Some good things I found on-line that I thought I'd pass along to all my buddies and anyone who happens upon this post.

*TIP #!:*

*Fence transforms tablesaw into a real router table *

Free plans for those who want or have a router table extension on their table saw.

http://www.finewoodworking.com/item/31173/free-plan-tablesawrouter-combo

I'm thinking of adding this to my Milti-Use Table Saw Fence .

*TIP #2*

*Keyway Keys Guarantee Accuracy*
Learn an old machinist's secret to verify the accuracy of your work.

http://www.finewoodworking.com/how-to/video/keyway-keys-guarantee-accuracy.aspx?&lookup=auto&V18=&V19=&V20=&V21=&V22=&V23=&V24=&V25=&V26=&V53=&V54=&Taun_Per_Flag=true&utm_source=eletter&utm_medium=eletter&utm_content=fw_eletter&utm_campaign=fine-woodworking-eletter

That's all for today.


----------



## shipwright (Sep 27, 2010)

The first one looks pretty familiar to me. I have a reasonably similar jig that I use on my Unisaw at home and on my ShopSmith in Az. They both work great. Lots of ways to build them but you gotta love using your tablesaw fence as a router table fence as well.
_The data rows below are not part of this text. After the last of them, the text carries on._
PR #100, opened 2016-05-03
Close #98 : `check_all_files=False` breaks slider and time access of data

### LINKED ISSUE #98: `check_all_files=False` breaks slider and time access of data

RemiLehe:
With this commit, the time information is still extracted for each file,
even if check_all_file is False. However, other parameters are not checked.
This makes the initialization of OpenPMDTimeSeries ~3x faster than with
check_all_files=True (if particles are present)

### DIFF
--- a/opmd_viewer/openpmd_timeseries/data_reader/params_reader.py
+++ b/opmd_viewer/openpmd_timeseries/data_reader/params_reader.py
@@ -14,7 +14,7 @@ import numpy as np
 from .utilities import is_scalar_record, get_shape, get_bpath
 
 
-def read_openPMD_params(filename):
+def read_openPMD_params(filename, extract_parameters=True):
     """
     Extract the time and some openPMD parameters from a file
 
@@ -23,14 +23,17 @@ def read_openPMD_params(filename):
     filename: string
         The path to the file from which parameters should be extracted
 
+    extract_parameters: bool, optional
+        Whether to extract all parameters or only the time
+        (Function execution is faster when extract_parameters is False)
+
     Returns
     -------
     A tuple with:
     - A float corresponding to the time of this iteration in SI units
     - A dictionary containing several parameters, such as the geometry, etc.
+      When extract_parameters is False, the second argument returned is None.
     """
-    params = {}
-
     # Open the file, and do a version check
     f = h5py.File(filename, 'r')
     version = f.attrs['openPMD'].decode()
@@ -38,6 +41,17 @@ def read_openPMD_params(filename):
         raise ValueError(
             "File %s is not supported: Invalid openPMD version: "
             "%s)" % (filename, version))
+
+    # Find the base path object, and extract the time
+    bpath = f[get_bpath(f)]
+    t = bpath.attrs["time"] * bpath.attrs["timeUnitSI"]
+
+    # If the user did not request more parameters, exit now.
+    if not extract_parameters:
+        return(t, None)
+
+    # Otherwise, extract the rest of the parameters
+    params = {}
 
     # Find out supported openPMD extensions claimed by this file
     # note: a file might implement multiple extensions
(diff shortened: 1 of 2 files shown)


soerenjalas:
Nice, Thanks!

ax3l:
great solution, that works.

just a comment: Did you check the performance difference? I suspect that `extract_parameters=True` is actually no real overhead since the main latency is coming in from opening and closing the individual files.

soerenjalas:
For me this is faster by orders of magnitude.

ax3l:
cool, thanks!

soerenjalas:
I tested this for a timeseries with 700 items (320 MB each)

```python
In [2]: %time OpenPMDTimeSeries('.',check_all_files=False)
CPU times: user 527 ms, sys: 55 ms, total: 582 ms
Wall time: 580 ms
Out[2]: <opmd_viewer.openpmd_timeseries.main.OpenPMDTimeSeries at 0x7f03fdacb9d0>
```
The second test is done with a new session, because h5py seems to buffer some data, which makes a second call significantly faster.

```python
In [2]: %time OpenPMDTimeSeries('.',check_all_files=True)
CPU times: user 3.24 s, sys: 696 ms, total: 3.93 s
Wall time: 2min 21s
Out[2]: <opmd_viewer.openpmd_timeseries.main.OpenPMDTimeSeries at 0x7f2d71891a10>
```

http://lumberjocks.com/projects/60822


----------



## clin (Sep 3, 2015)

Both great tips. Thanks tyvekboy.

I don't yet have a router built into my table saw extension, but it is on the list. This looks like a great way to do the fence.


----------



## icemanhank (Jun 30, 2012)

Thanks for that mate!


----------



## JoeLyddon (Apr 22, 2007)

Very good tips…

Seems like I received some of these in an email today! 
... it's nice to see them again… for everyone…


----------



## kiefer (Feb 5, 2011)

FW should publish your fence setup .

Klaus


----------



## tyvekboy (Feb 24, 2010)

Since my fence is just a combination of their ideas I don't think they'd be interested. Now if I can make it brew beer while using the table saw and router … maybe they'd publish it then … lol


----------



## Regin (Aug 16, 2016)

Very helpful tips. Thanks for sharing this.


----------



## Bushie (Feb 26, 2016)

These a great tips.
Thanks for posting.
Particularity like your adaption on:

http://lumberjocks.com/projects/105775


----------